─── SUPPLIED RECORDS

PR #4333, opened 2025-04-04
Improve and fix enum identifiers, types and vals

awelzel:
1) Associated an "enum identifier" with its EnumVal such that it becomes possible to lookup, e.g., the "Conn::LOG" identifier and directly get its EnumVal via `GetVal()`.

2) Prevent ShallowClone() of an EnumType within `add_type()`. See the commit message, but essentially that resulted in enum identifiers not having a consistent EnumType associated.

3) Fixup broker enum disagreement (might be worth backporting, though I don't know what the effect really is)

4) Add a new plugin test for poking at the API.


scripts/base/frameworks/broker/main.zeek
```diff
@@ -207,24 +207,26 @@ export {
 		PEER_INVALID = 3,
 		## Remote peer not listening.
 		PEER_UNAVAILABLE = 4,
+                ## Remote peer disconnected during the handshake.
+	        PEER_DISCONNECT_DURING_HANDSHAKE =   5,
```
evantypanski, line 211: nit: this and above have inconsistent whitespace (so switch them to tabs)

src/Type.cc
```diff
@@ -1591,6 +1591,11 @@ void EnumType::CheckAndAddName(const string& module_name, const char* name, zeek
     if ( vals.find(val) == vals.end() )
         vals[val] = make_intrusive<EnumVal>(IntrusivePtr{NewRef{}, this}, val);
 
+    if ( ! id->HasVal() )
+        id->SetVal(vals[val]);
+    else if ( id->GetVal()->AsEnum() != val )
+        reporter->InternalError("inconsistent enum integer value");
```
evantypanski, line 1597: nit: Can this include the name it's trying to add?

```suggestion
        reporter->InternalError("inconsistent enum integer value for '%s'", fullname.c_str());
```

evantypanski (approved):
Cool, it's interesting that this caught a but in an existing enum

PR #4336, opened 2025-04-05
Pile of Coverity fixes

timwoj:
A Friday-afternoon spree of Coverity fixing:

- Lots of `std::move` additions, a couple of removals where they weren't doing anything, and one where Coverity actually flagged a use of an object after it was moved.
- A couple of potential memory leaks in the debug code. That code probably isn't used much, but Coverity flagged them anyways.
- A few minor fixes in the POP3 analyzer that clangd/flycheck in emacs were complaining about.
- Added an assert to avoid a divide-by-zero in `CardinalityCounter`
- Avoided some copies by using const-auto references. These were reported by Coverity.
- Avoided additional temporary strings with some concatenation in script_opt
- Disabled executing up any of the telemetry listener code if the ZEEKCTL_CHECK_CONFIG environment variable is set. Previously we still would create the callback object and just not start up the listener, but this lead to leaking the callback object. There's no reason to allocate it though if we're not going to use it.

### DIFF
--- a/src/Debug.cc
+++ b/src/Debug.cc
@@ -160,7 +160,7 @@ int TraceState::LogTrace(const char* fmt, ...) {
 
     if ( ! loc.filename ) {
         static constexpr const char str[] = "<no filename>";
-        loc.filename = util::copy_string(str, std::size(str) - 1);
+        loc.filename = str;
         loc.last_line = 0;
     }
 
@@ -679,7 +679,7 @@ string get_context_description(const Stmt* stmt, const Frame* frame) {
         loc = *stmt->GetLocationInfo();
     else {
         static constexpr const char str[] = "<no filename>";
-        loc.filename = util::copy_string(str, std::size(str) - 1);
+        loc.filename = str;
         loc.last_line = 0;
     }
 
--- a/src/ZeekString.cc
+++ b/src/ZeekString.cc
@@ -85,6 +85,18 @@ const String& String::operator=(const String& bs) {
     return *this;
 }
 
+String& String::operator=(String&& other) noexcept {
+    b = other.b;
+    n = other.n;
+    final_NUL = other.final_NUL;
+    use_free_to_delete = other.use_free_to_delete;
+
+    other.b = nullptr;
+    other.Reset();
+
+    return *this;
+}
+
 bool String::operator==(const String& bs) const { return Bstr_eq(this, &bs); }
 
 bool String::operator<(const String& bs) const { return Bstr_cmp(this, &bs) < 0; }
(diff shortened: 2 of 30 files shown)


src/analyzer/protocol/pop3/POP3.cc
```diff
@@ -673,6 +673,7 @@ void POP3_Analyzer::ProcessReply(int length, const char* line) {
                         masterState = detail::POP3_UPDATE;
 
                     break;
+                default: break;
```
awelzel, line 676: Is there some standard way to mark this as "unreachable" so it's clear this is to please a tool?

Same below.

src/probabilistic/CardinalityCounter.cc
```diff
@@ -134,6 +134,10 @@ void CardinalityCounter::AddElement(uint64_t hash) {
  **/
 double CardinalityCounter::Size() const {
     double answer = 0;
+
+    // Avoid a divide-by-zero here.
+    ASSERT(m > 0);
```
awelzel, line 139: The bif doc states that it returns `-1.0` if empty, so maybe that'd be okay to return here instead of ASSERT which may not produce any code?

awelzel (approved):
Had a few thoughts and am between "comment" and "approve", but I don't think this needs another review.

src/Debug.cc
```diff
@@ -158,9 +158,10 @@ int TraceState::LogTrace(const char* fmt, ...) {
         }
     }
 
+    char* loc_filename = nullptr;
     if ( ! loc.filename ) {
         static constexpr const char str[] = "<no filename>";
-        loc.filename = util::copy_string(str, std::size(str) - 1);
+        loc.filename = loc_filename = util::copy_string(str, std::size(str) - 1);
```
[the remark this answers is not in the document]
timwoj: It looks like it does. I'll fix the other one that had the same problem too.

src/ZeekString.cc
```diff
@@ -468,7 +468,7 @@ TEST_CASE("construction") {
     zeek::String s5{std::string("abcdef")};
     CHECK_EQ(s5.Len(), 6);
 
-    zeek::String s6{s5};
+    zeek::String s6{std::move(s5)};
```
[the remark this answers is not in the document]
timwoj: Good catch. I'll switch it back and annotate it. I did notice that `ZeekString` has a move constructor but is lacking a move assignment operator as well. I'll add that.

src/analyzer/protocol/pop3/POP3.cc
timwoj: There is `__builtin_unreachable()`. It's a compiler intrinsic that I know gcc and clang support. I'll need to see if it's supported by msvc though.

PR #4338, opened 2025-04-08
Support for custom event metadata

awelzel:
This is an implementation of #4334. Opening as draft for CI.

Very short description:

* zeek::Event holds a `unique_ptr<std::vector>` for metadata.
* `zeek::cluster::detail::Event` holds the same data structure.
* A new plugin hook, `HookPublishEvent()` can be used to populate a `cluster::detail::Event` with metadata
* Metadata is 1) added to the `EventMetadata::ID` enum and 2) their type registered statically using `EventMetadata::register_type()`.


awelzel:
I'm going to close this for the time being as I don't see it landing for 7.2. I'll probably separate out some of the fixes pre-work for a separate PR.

──────
─── SUPPLIED RECORDS

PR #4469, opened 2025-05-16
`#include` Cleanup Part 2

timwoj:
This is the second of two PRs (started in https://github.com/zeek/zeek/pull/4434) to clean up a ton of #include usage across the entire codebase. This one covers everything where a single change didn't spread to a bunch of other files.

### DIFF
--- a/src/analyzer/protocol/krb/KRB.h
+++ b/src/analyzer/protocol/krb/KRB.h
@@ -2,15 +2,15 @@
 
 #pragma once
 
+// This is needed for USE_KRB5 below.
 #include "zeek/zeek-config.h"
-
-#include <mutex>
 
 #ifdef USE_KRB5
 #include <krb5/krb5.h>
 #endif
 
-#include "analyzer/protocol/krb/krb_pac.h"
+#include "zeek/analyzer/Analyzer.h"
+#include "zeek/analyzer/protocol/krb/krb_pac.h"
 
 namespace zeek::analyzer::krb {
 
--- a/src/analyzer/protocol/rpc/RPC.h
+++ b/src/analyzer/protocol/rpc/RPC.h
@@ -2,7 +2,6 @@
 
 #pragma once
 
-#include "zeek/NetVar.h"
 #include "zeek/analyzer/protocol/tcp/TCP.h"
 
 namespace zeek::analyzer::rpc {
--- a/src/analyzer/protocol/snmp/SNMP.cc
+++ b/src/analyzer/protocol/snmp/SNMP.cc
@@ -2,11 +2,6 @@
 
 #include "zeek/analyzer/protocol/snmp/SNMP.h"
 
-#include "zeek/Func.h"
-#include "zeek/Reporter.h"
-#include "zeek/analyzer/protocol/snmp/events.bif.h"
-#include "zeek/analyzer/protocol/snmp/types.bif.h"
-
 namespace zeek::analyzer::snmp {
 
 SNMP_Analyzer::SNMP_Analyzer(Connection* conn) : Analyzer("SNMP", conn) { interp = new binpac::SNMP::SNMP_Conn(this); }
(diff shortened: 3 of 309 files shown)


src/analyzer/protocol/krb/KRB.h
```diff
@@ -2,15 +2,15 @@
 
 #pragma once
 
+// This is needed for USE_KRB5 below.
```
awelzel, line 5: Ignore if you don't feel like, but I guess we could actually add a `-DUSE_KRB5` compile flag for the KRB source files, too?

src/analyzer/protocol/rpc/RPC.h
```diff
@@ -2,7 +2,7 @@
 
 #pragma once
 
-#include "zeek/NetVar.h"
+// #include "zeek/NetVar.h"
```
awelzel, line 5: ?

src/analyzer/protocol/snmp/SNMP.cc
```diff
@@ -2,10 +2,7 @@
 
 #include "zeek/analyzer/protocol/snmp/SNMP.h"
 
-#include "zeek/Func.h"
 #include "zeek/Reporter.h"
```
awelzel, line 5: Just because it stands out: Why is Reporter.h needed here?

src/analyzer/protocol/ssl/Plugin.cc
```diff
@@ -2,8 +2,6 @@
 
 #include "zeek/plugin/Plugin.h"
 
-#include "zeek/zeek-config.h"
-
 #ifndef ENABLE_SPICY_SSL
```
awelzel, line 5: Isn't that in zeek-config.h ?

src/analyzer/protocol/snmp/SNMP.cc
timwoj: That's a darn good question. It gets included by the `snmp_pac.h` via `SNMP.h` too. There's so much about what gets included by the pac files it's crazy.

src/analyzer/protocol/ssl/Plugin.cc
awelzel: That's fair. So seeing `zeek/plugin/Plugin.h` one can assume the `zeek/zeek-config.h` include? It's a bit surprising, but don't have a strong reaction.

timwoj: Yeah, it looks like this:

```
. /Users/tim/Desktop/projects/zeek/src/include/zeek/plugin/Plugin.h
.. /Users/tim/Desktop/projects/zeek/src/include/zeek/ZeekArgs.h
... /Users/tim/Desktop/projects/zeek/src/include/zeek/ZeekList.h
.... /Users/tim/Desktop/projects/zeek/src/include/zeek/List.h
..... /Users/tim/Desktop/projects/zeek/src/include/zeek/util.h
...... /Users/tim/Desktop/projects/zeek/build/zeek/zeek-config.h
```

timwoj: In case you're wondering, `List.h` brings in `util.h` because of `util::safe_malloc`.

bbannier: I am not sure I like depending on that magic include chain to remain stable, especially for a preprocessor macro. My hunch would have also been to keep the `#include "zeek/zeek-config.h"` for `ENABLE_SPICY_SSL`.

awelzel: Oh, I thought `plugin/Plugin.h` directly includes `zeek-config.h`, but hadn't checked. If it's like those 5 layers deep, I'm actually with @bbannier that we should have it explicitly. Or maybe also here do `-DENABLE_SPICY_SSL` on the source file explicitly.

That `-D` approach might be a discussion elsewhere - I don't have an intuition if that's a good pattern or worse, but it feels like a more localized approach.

──────

**PROMPT**
Your answer is a single number: the count of lines in the records holding the string "what".

**SOLUTION TO THIS TASK**
2